# Work request
Whichever lines of the material contain "assert", copy each of them.

--- START ---

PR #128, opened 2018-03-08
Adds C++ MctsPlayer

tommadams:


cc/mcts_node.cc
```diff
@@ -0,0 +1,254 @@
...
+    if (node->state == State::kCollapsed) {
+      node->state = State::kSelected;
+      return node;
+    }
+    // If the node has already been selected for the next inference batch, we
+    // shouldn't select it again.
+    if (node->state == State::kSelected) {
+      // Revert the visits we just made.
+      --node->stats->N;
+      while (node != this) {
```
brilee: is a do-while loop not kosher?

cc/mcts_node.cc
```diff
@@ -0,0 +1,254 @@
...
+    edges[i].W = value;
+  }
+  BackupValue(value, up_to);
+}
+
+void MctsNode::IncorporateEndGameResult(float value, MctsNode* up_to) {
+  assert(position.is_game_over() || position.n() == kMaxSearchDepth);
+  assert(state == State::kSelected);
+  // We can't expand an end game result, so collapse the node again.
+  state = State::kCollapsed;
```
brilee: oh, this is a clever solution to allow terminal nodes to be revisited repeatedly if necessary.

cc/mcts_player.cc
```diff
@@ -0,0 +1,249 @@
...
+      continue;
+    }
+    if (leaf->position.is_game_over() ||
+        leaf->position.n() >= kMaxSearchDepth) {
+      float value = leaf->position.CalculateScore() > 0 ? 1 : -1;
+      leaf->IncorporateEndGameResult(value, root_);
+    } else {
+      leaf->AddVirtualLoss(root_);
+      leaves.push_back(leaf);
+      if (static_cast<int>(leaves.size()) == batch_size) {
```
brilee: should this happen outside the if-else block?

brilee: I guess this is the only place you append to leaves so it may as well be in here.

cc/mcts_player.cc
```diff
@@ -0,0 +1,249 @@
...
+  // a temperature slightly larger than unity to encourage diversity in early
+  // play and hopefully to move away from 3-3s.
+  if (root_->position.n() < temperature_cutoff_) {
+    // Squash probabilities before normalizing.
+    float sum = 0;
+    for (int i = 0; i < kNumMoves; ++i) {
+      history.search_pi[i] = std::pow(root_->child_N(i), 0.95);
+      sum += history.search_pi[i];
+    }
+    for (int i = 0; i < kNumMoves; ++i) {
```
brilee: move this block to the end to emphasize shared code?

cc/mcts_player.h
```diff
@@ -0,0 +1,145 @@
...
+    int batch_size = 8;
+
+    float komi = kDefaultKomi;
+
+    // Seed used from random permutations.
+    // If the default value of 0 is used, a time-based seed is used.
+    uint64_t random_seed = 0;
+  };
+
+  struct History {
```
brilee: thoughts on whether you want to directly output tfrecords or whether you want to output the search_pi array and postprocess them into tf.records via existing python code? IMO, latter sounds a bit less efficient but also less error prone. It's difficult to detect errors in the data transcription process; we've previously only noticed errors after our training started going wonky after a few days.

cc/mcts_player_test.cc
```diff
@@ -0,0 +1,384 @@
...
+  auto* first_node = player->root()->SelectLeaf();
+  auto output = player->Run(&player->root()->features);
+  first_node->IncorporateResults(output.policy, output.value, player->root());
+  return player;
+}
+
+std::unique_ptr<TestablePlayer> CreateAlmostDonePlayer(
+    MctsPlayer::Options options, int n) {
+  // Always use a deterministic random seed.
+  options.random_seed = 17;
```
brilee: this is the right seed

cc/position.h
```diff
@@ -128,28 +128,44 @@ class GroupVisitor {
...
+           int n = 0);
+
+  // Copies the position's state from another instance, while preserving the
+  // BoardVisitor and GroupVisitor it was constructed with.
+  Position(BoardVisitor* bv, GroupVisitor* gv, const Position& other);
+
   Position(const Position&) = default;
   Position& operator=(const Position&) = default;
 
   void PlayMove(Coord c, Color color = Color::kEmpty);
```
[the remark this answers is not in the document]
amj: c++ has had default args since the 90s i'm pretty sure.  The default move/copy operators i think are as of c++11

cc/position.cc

--- END ---

# Written answer
+  assert(position.is_game_over() || position.n() == kMaxSearchDepth);
+  assert(state == State::kSelected);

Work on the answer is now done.